C. Computational workflows

Learning targets
  • You will have the version control system git installed on your computer and be able to run the important commands.

  • You will be able to keep your computing environment stable.

  • You will have a roadmap on how to automate your code.

Important

This week’s assignments are a bit more difficult and will take longer to implement that the previous. Please plan for this.

Tasks

Read this chapter and watch this week’s videos. Afterwards go through the following assignments:

  • Install git (see Booklet)
  • Create a Github account (if you don’t yet have any)
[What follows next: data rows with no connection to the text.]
PR #342, opened 2026-02-18
Fix autoescaper optimization.

mikesamuel:
propagateOver expected an extra argument.

regexs couldn't be evaluated by macros because singletons and lookup tables were unavailable.  Added doPure calls to address that.

### DIFF
--- a/be-rust/src/commonTest/kotlin/lang/temper/be/rust/RustFunctionalTest.kt
+++ b/be-rust/src/commonTest/kotlin/lang/temper/be/rust/RustFunctionalTest.kt
@@ -23,11 +23,6 @@ class RustFunctionalTest : FunctionalTestRunner<RustBackend>(RustBackend.Factory
         super.algosHelloWorld()
     }
 
-    @Test // do not commit
-    override fun regexMatch() {
-        super.regexMatch()
-    }
-
     override fun runGeneratedCode(
         backend: RustBackend,
         modules: List<Module>,


frontend/src/commonMain/resources/std/regex/regex.temper.md
```diff
@@ -163,25 +163,25 @@ classes.
...
+export let Begin: Special = doPure { (): Special => class Begin extends Special {}; new Begin() };
+export let Dot: Special = doPure { (): Special => class Dot extends Special {}; new Dot() };
+export let End: Special = doPure { (): Special => class End extends Special {}; new End() };
 // TODO(tjp, regex): We can't easily support this at present across backends.
-// export let GraphemeCluster = do {
+// export let GraphemeCluster = doPure { (): Special =>
 //   class GraphemeCluster extends Special {}; new GraphemeCluster()
 // };
-export let WordBoundary: Special = do {
+export let WordBoundary: Special = doPure { (): Special =>
```
mikesamuel, line 173: Without these signatures, it infers the type as WordBoundary which actually breaks be-rust when we try to assign the WordBoundary to Special.

tjpalmer: > Without these signatures, it infers the type as WordBoundary which actually breaks be-rust when we try to assign the WordBoundary to Special.

I wonder if the outer type annotations could be removed now.

But it will be nice to get in context-based lambda param and return type inference.

frontend/src/commonMain/resources/std/regex/regex.temper.md
```diff
@@ -679,7 +679,7 @@ class RegexFormatter {
 }
 
 // Cache which chars you just but a blackslash in front of for escaping.
-let escapeNeeds = buildEscapeNeeds();
+let escapeNeeds = doPure { buildEscapeNeeds() };
```
tjpalmer, line 682: Yeah, maybe doPure is just an assertion later once we can infer/optimize better.

mikesamuel: Might `purely` be a better name then?

tjpalmer: > Might `purely` be a better name then?

I suspect `doPure` would still be clearer, but I could be wrong.

PR #344, opened 2026-02-19
cli: `temper repl -wr ...` now builds the work root so modules are av…

mikesamuel:
…ailable for import

Previously, `temper repl` had a work root which was used when running a target language's repl as via `temper repl -b js`.  But that didn't work for the regular `temper repl`.

This commit reworks *ModulesExternalToRepl* which *Repl* uses to allow importing `std` modules.  Now, it will build not just std, but if a work root is explicitly mentioned, it will build it and std.

I had to diagnose a problem which turned out to be premature closing of the *Build* object before *ModulesExternalToRepl* could advance modules from GenerateCode stage to Run.  For that it was convenient to rework interpreter continue conditions from `() -> Boolean` functions to a `fun interface` type.  This seems like a generally good thing, so I left it in place.

I also had trouble remembering import paths so I added to the `help` function something to list the available imports, shown below.

```
$ temper repl -w .
$ help()
help
  The help command takes a single argument that is a topic string or a function or type with a doc string. The topics are:
      help: this help topic
      describe: detailed information about an interactive result
      translate: translates an interpreted object into backend code
      loggingConfigNames: List of logging configuration names
      unresolved: Info about currently unresolved promises
      available-imports: List of modules available for import
      js/about: About the JavaScript backend (-b js)
      js/repl: Running a JavaScript REPL with libraries loaded

interactive#0: void
$ help("available-imports")
available-imports
  Here are the available modules.
  You can copy/paste the import statements.
  ╔══════════════════╦═════════╦══════════════════════════════════════════════════╗
  ║library           ║module   ║import                                            ║
  ╠══════════════════╬═════════╬══════════════════════════════════════════════════╣
  ║secure-composition║core/    ║let {...} = import("secure-composition/core");    ║
  ╠══════════════════╬═════════╬══════════════════════════════════════════════════╣
  ║                  ║examples/║let {...} = import("secure-composition/examples");║
  ╠══════════════════╬═════════╬══════════════════════════════════════════════════╣
  ║                  ║html/    ║let {...} = import("secure-composition/html");    ║
  ╠══════════════════╬═════════╬══════════════════════════════════════════════════╣
  ║                  ║path/    ║let {...} = import("secure-composition/path");    ║
  ╠══════════════════╬═════════╬══════════════════════════════════════════════════╣
  ║                  ║sql/     ║let {...} = import("secure-composition/sql");     ║
  ╠══════════════════╬═════════╬══════════════════════════════════════════════════╣
  ║                  ║url/     ║let {...} = import("secure-composition/url");     ║
  ╠══════════════════╬═════════╬══════════════════════════════════════════════════╣
  ║std               ║json/    ║let {...} = import("std/json");                   ║
  ╠══════════════════╬═════════╬══════════════════════════════════════════════════╣
  ║                  ║net/     ║let {...} = import("std/net");                    ║
  ╠══════════════════╬═════════╬══════════════════════════════════════════════════╣
  ║                  ║regex/   ║let {...} = import("std/regex");                  ║
  ╠══════════════════╬═════════╬══════════════════════════════════════════════════╣
  ║                  ║temporal/║let {...} = import("std/temporal");               ║
  ╠══════════════════╬═════════╬══════════════════════════════════════════════════╣
  ║                  ║testing/ ║let {...} = import("std/testing");                ║
  ╚══════════════════╩═════════╩══════════════════════════════════════════════════╝
interactive#1: void
```

### DIFF
--- a/cli/src/test/kotlin/lang/temper/cli/repl/ReplTest.kt
+++ b/cli/src/test/kotlin/lang/temper/cli/repl/ReplTest.kt
@@ -5,9 +5,12 @@ import lang.temper.common.Console
 import lang.temper.common.assertStringsEqual
 import lang.temper.common.temperEscaper
 import lang.temper.env.InterpMode
+import lang.temper.fs.RealWritableFileSystem
 import lang.temper.fs.getTestDirectories
+import lang.temper.fs.runWithTemporaryDirectory
 import lang.temper.log.Debug
 import lang.temper.log.LogConfigurations
+import lang.temper.log.filePath
 import lang.temper.name.BuiltinName
 import lang.temper.name.TemperName
 import lang.temper.value.ActualValues
@@ -37,10 +40,15 @@ class ReplTest {
 
     @BeforeTest
     fun setupRepl() {
+        initializeRepl()
+    }
+
+    internal fun initializeRepl(workRootInfo: WorkRootInfo? = null) {
         _repl = Repl(
             writeToPendingConsole,
             executorService = executorService,
             directories = testDirectories(),
+            workRootInfo = workRootInfo,
         )
     }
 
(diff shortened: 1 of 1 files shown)


tjpalmer (commented):
So we can actually import the current work root libraries/modules in the repl. We've sure been needing this for a long time.

Any way to make a ReplTest for this without too much pain? Or is there a good enough test here that I missed?

mikesamuel:
Good idea.  I don't know if a ReplTest would make sense there.  ReplTest creates Repl instances not via the *Cli* so it wouldn't be testing the passing through of arguments.

But I can probably get a test that creates a temp directory, writes out a file, and imports it and then does a thing with it.

tjpalmer (approved):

Practical Task 1: Work on your own Github repository

  • Create a Git repository on GitHub or GitLab (you can call it e.g. “sandbox” or “just-trying-Git” 😉). Then clone it, edit a file, add, commit, and push your changes back to Github. Practical task 2: Contribute to someone else’s repository
  • Fork the following repository (it contains the file structure you should be already familiar with) : https://github.com/likeajumprope/BERD_course
  • Make a change to some of the files. For example, you can add a code comment (a command that is not executed) using the # symbol
  • Commit your changes.
  • Make a pull request to the original (my) repository. Make sure to summarize your changes and write a nice commit message.

Practical Task 2 (week 4): Practice using make

  • You will generate a simple plot from the existing sadata.csv file in the project folder of the repository you forked in Practical Task 1 (https://github.com/likeajumprope/BERD_course).
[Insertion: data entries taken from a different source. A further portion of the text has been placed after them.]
PR #432, opened 2026-06-04
Use decorators for `@imu` and `@partialImu`

tjpalmer:
- Fix disambiguate stage handling of decorators and metadata on type formals
- Conditionally add stay nodes to type formals
- Remove Imu and PartialImu types
- No changes yet to the checked rules, and changes still are needed such as:
  - Preventing hiding mutability
  - Not sure if more still is needed on treating effectively imu things as imu for cases like `<@imu T>`

PR #440, opened 2026-06-18
Syntax support for decoratable type formals

mikesamuel:
Type formals, like class's and interface's type shapes can have type metadata. PR #432 uses this to allow restricting type parameters to Imu types.

In the below, we need to allow application of arbitrarily many decorators of decorators:

    @W @X class C<@Y @Z T extends D, U> extends E, F {}

Unfortunately, the commas mean different things there. The first comma ends the `extends clause` so that another type formal, U, can be declared separately from T.  The second comma separates two distinct bounds that are extended.

Ideally programmers would just use `&` to separate different extended types, but there's a lot of muscle memory working against that.

This commit reworks *CanNest* to receive an innermost bracket so it can forbid the comma eating version of extends inside angle brackets but not outside.

It also tweaks *Grammer* to allow for decoration on type formals and changes the early representation of complex type arguments (including those with upper bounds) to mirror the representation of complex value arguments and consolidates some code around decorators and extends-like operator parsing.

Refactorings:

- `extends` is no longer a builtin, it's consistently represented as symbol metadata.
- `@in` and `@out` are now the explicit way to mention variance and the docs for those point out that they're deprecated.
- share code that handles type formal declarations between *DisambiguateTypeMacro* (for type formals on classes and interfaces) and *formalizeTypeArgs* (for type formals on functions).

Bugs fixed:

- a very odd bug in the definition of `/` (or) in our parser combinators
- *TypeDisambiguateMacro* was collecting some error messages but not doing anything with them.
- precedence fixup so *ExtendsComma* agrees with the other extends-like operators


astbuild/src/commonMain/kotlin/lang/temper/astbuild/Combinator.kt
```diff
@@ -347,8 +347,8 @@ internal data class Or private constructor(val options: List<Combinator>) : Comb
             }
             return when (flatList.size) {
                 0 -> empty
-                1 -> options[0]
-                else -> Or(options)
+                1 -> flatList[0]
+                else -> Or(flatList)
```
mikesamuel, line 351: Unsure how any of this worked before since the `/` combinator notation calls into this.

I ran into this when trying to fold with *Or.empty* as the zero for matching `extends` like operators in Grammar.kt.

astbuild/src/commonMain/kotlin/lang/temper/astbuild/Grammar.kt
```diff
@@ -377,29 +381,7 @@ val grammar = ProductionNames.run {
...
-                                (
-                                    Operator.Paren y `(` y Expr y
-                                        "(" y TopLevelNoGarbageNoComment y ")" y `)` y `)`
-                                    )
-                            )
-                        ),
-                )
-                )
-            )
+        DecoratedLet / decorated(TopLevelNoGarbageNoComment)
```
mikesamuel, line 384: Pulled all the decorator handling stuff out into one helper.

astbuild/src/commonMain/kotlin/lang/temper/astbuild/Grammar.kt
```diff
@@ -443,42 +432,16 @@ val grammar = ProductionNames.run {
...
-     * Captures low precedence operators that may follow a parenthesized argument list.
+     * Captures low-precedence operators that may follow a parenthesized argument list.
      *
      * - `: ReturnType` desugars to `\outType`, `ReturnType`.
      * - `extends SuperType` and `implements SuperType* desugars to `\super`, `SuperType`.
      */
     CalleeAndArgs `：＝` (
         // The "return type" desugars to a declaration of an output parameter
         // named "return"
-        (
```
mikesamuel, line 454: Also pulled all the extends-like handling out into a helper.

astbuild/src/commonMain/kotlin/lang/temper/astbuild/Grammar.kt
```diff
@@ -1021,16 +975,19 @@ val grammar = ProductionNames.run {
...
-        Operator.Leaf y (
-            callTree(
-                `(` y
-                    ("in".rename(ParsedName("@in")) / "out".rename(ParsedName("@out"))) y
-                    Id y `)`,
-            )
+        // Output complex type arguments like complex value arguments,
+        // a block with metadata that is converted early on into a declaration.
+        (
+            allExtendsLike y blockTree(
```
mikesamuel, line 984: Here's the main change.  Now, the extends handling all uses the metadata form instead of generating calls to the extends function.

This allows simplifying some of the disambiguate stage code and mirrors what we do with complex value arguments.

astbuild/src/commonTest/kotlin/lang/temper/astbuild/BuildTreeTest.kt
```diff
@@ -5038,10 +5064,41 @@ class BuildTreeTest {
...
+        wantJson = """
+            |[ "Call", [
+            |    [ "RightName", "let" ],
+            |    [ "Value", "\\word: Symbol" ], [ "LeftName", "f" ],
+            |
+            |    [ "Value", "\\typeArg: Symbol" ],
+            |    [ "Call", [
+            |        [ "RightName", "@" ],
+            |        [ "RightName", "imu" ],
+            |        [ "Block", [
```
mikesamuel, line 5079: Here's an example of the block form that mirrors the complex value argument form.

cst/src/commonMain/kotlin/lang/temper/cst/CanNest.kt
```diff
@@ -103,11 +136,11 @@ fun canNest(
             },
         )
 
-        // `extends` with commas is not allowed inside angle brackets or comma lists.
+        // `extends` with commas is not allowed inside angle brackets, even decorated, or in comma lists.
         child.operator in extendsLikeCommaOperators &&
             (
                 parent.operator == Operator.Comma ||
-                    (parent.operator == Operator.Angle && parent.childCount >= 2)
+                    (bracket?.operator == Operator.Angle && bracket.childCount >= 2)
```
mikesamuel, line 143: See the PR description for why this is necessary.  In short, wrapping a decoration around means we can't have enough context.

docs/for-users/temper-docs/docs/reference/builtins.md
```diff
@@ -2041,66 +2041,6 @@ TODO: Document how Temper enum types relate to types per backend.
 
 <!-- /snippet: builtin/enum -->
 
-<!-- snippet: builtin/extends : # `extends` keyword -->
-
-<a name="builtin&#45;extends" class="snippet-anchor-name"></a>
-
-### *SubType* `extends` *SuperType*
```
mikesamuel, line 2048: Extends is no longer a builtin so this moved to the docs for `interface`.

frontend/src/commonTest/kotlin/lang/temper/frontend/AssertModuleAtStage.kt
```diff
@@ -111,6 +113,7 @@ fun assertModuleAtStage(
     moduleResultNeeded: Boolean = false,
     loc: ModuleName? = null,
     stagingFlags: Set<BuiltinName> = emptySet(),
+    stackTracesForErrors: Boolean = false,
```
mikesamuel, line 116: Dumping a trace can help figure out what to rework.

lexer/src/commonMain/kotlin/lang/temper/lexer/Operator.kt
```diff
@@ -258,11 +258,6 @@ enum class Operator(
     DollarCurly(24, $$"${", Prefix, closer = true, minArity = 0, maxArity = 1),
     UnicodeRun(24, "\\u{", Prefix, closer = true, minArity = 0, maxArity = Int.MAX_VALUE),
 
-    /**
-     * Tag is a prefix operator, so that use of brackets outside of infix position gets us
-     * something vaguely like JSX tag expressions.
-     */
-    Tag(24, "<", Prefix, closer = true, minArity = 1, maxArity = Int.MAX_VALUE),
```
mikesamuel, line 265: I was playing around way back with React style tags.  Got rid of it.

astbuild/src/commonMain/kotlin/lang/temper/astbuild/Grammar.kt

Step 1: Create a base R script

Create a file named plot_data_base.R in your project folder with the following content:

Read the CSV and make a simple base R plot

data <- read.csv("sadata.csv")

pdf("plot.pdf")
plot(data$date, data$SP.DYN.LE00.IN, type = "p", col = "blue",
     xlab = "Year", ylab = "Life Expectancy",
     main = "South Asia - Life Expectancy (sample)")
dev.off()

This script reads the data and creates a scatter plot saved as plot.pdf.


Step 2: Create a Makefile

In the same folder, create a file named Makefile with the following content:

plot.pdf: plot_data_base.R sadata.csv
    Rscript plot_data_base.R

clean:
    rm -f plot.pdf

⚠️ Use a real Tab (not spaces) at the beginning of the lines with Rscript and rm.


Step 3: Run and test

  1. Run the workflow:

    make plot.pdf

    → This creates plot.pdf

  2. Run it again:

    make plot.pdf

    → Nothing happens. The plot is already up to date.
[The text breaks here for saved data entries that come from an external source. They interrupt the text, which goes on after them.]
PR #441, opened 2026-06-19
Use qnames as connected keys

tjpalmer:
- Use plain `@connected` now without keys
- Still require `@connected` for treating as connected
- Minimize backend implementation code changes
- Fix unrelated rust `zeroize` version problem while working this code
- Change the exposed name (although not yet the file name) of implicits to core, per discussion on discord


be-cpp/src/commonMain/kotlin/lang/temper/be/cpp/CppSupportNetwork.kt
```diff
@@ -118,147 +118,147 @@ internal object CppSupportNetwork : SupportNetwork {
         connectedKey: String,
         genre: Genre,
     ): SupportCode? = when (connectedKey) {
-        "::getConsole" -> Like.core("get_console")
```
tjpalmer: Lots of this is effectively search-and-replace. But the details sometimes get subtle.

be-cppv/src/commonMain/resources/lang/temper/be/cppv/temper-core/int.hpp
```diff
@@ -110,7 +110,7 @@ Expected<int32_t> to_int32(int64_t i) {
     i < std::numeric_limits<int32_t>::min() ||
     i > std::numeric_limits<int32_t>::max()
   ) {
-    return Unexpected("Int64::toInt32");
+    return Unexpected("core.type Int64.toInt32()");
```
tjpalmer, line 113: Also from search and replace. These changes aren't technically needed but still seemed work doing.

be-csharp/src/commonMain/kotlin/lang/temper/be/csharp/CSharpSupportNetwork.kt
```diff
@@ -817,14 +819,15 @@ internal val listify = StaticCall(
...
-private val listBuilderAdd = StaticCall("ListBuilder::add", StandardNames.temperCoreListedAdd)
-private val listBuilderAddAll = StaticCall("ListBuilder::addAll", StandardNames.temperCoreListedAddAll)
-private val listBuilderRemoveLast = StaticCall("ListBuilder::removeLast", StandardNames.temperCoreListedRemoveLast)
-private val listBuilderReverse = StaticCall("ListBuilder::reverse", StandardNames.temperCoreListedReverse)
-private val listBuilderSort = StaticCall("ListBuilder::sort", StandardNames.temperCoreListedSort)
-private val listBuilderSplice = StaticCall("ListBuilder::splice", StandardNames.temperCoreListedSplice)
+private val listBuilderAdd = StaticCall("core.type ListBuilder.add()", StandardNames.temperCoreListedAdd)
+private val listBuilderAddAll = StaticCall("core.type ListBuilder.addAll()", StandardNames.temperCoreListedAddAll)
+private val listBuilderRemoveLast =
+    StaticCall("core.type ListBuilder.removeLast()", StandardNames.temperCoreListedRemoveLast)
```
tjpalmer, line 825: Sometimes need extra line wrapping because of the longer names.

be-csharp/src/commonMain/kotlin/lang/temper/be/csharp/CSharpSupportNetwork.kt
```diff
@@ -835,8 +838,10 @@ private object ListedFilter : CSharpInlineSupportCode("Listed::filter") {
     }
 }
 
-private val listForEach = StaticCall("List::forEach", StandardNames.temperCoreListedForEach)
-private object ListedGet : CSharpInlineSupportCode(listedTypes.map { "$it::get" } + listOf("Mapped::get")) {
+private val listForEach = StaticCall("core.type List.forEach()", StandardNames.temperCoreListedForEach)
+private object ListedGet : CSharpInlineSupportCode(
+    listedTypes.map { "core.type $it.get()" } + listOf("core.type Mapped.get()"),
+) {
```
tjpalmer, line 844: Some backends need map-name logic updates.

be-csharp/src/commonMain/kotlin/lang/temper/be/csharp/CSharpSupportNetwork.kt
```diff
@@ -1328,42 +1340,51 @@ private object IsNull : CSharpInlineSupportCode("isNull", BuiltinOperatorId.IsNu
...
+private val dateGetDay = PropertyAccess("std/temporal.type Date.day", "Day")
 private val dateGetDayOfWeek = StaticCall(
-    "Date::getDayOfWeek",
+    "std/temporal.type Date.get dayOfWeek()",
     StandardNames.temperStdTemporalTemporalSupportIsoWeekdayNum,
 )
-private val dateGetMonth = PropertyAccess("Date::getMonth", "Month")
-private val dateGetYear = PropertyAccess("Date::getYear", "Year")
+private val dateGetMonth = PropertyAccess("std/temporal.type Date.month", "Month")
+private val dateGetYear = PropertyAccess("std/temporal.type Date.year", "Year")
```
tjpalmer, line 1373: The missing `get` is interesting for these cases, but we'll see more on this later.

be-csharp/src/commonMain/kotlin/lang/temper/be/csharp/CSharpTranslator.kt
```diff
@@ -1535,7 +1520,7 @@ internal class CSharpTranslator(
         val definition = nominalType.definition
 
         // TODO: Shouldn't we have a TmpL.TypeName here?
-        val connectedKey = definition.metadata[connectedSymbol, TString]
+        val connectedKey = definition.connectedKey
```
tjpalmer, line 1537: I defined convenience `connectedKey` accessors in several places. These all check if `@connected` is set and then return the qname if any.

be-java/src/commonMain/kotlin/lang/temper/be/java/JavaSupportNetwork.kt
```diff
@@ -1365,12 +1371,12 @@ val JavaLang.mappedToListBuilderWith by receiver { separateCode(temperMappedToLi
...
 val JavaLang.mapBuilderRemove by receiver { separateCode(temperMapBuilderRemove) }
 val JavaLang.mapBuilderSet by receiver {
-    inlineSupport("MapBuilder::set", arity = 3, needsSelf = true) { pos, args ->
+    inlineSupport("core.type MapBuilder.set()", arity = 3, needsSelf = true) { pos, args ->
         args[0].method("put", args[1], args[2], pos = pos)
     }
 }
 val JavaLang.mapBuilderConstructor by receiver {
-    inlineSupport("MapBuilder::constructor", arity = 0) { pos, _ ->
+    inlineSupport("core.type MapBuilder.constructor()", arity = 0) { pos, _ ->
```
tjpalmer, line 1379: I think these names are mostly ignored, and the names in the map below are what's used. In be-csharp and be-rust, I used these names to make the map. But that's not the case in all backends right now.

be-java/src/commonMain/resources/lang/temper/be/java/temper-core/src/main/java/temper/core/Core.java
```diff
@@ -358,7 +358,7 @@ public static long float64ToInt64(double n) {
     }
 
     /**
-     * Implements connected method {@code Float64::toString}.
+     * Implements connected method {@code core.type Float64.toString()}.
```
tjpalmer, line 361: Again, not needed, but seemed nice. Not sure any checks against mistakes in these.

be-js/src/commonMain/kotlin/lang/temper/be/js/JsSupportNetwork.kt
```diff
@@ -1508,15 +1509,20 @@ private val ignoreIdiomExpander: Inliner =
...
-            } else {
-                segment.asciiTitleCase()
-            }
-        }
-        .joinToString(""),
+            when (i) {
+                0 -> segment.asciiUnTitleCase()
+                else -> segment.asciiTitleCase()
+            }.trimEnd('(', ')') // Exclude parens.
+        }.joinToString(""),
```
tjpalmer, line 1525: I had to make similar changes in be-lua and be-tmpl. I mostly tried to minimize difference from previous calculated names, without customizing the logic too much for things that were previously inconsistent.

be-js/src/commonMain/resources/lang/temper/be/js/temper-core/net.js
```diff
@@ -5,7 +5,7 @@
  * @param {string | null} bodyMimeType
  * @return {Promise<Response>}
  */
-export function stdNetSend(url, method, bodyContent, bodyMimeType) {
+export function sendRequest(url, method, bodyContent, bodyMimeType) {
```
tjpalmer, line 8: This one lost some context in the automatic naming, but it seems unlikely to cause collisions later.

And maybe a future PR could make backend implementation naming more robust and incorporate more qname info, even though I tried to minimize changes here.

Clearly any user-space connections need to be based on thorough name information. But I suspect we should generate expected names from more structured processing like already do for translation in most cases, rather than basing those on munged qnames. And maybe once we have that standardize for user-space for each backend, maybe we could come back and change core/std handling to rely on the standardized logic and naming. But basing on qname strings was easier for now in this PR.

  3. Add a comment to plot_data_base.R, save the file, and run again:

    make plot.pdf

    → The script will run again.

  4. Clean up:

    make clean

Questions for Reflection - What would happen if you deleted the plot.pdf file and ran make again? - What triggers make to re-run the R script? What doesn’t? - Why do we specify both the input data and the R script as dependencies in the Makefile?

Optional Tasks:

  • Create a Git repository for your current research project.
  • Think of things you would like to see improved in our course booklet (Alternatively: view the open issues) and choose one thing where you can make a contribution. Create a fork of the booklet project and then a pull request with your contribution and mark it in the respective issue.

Discuss your progress and potential issues with your accountability buddy.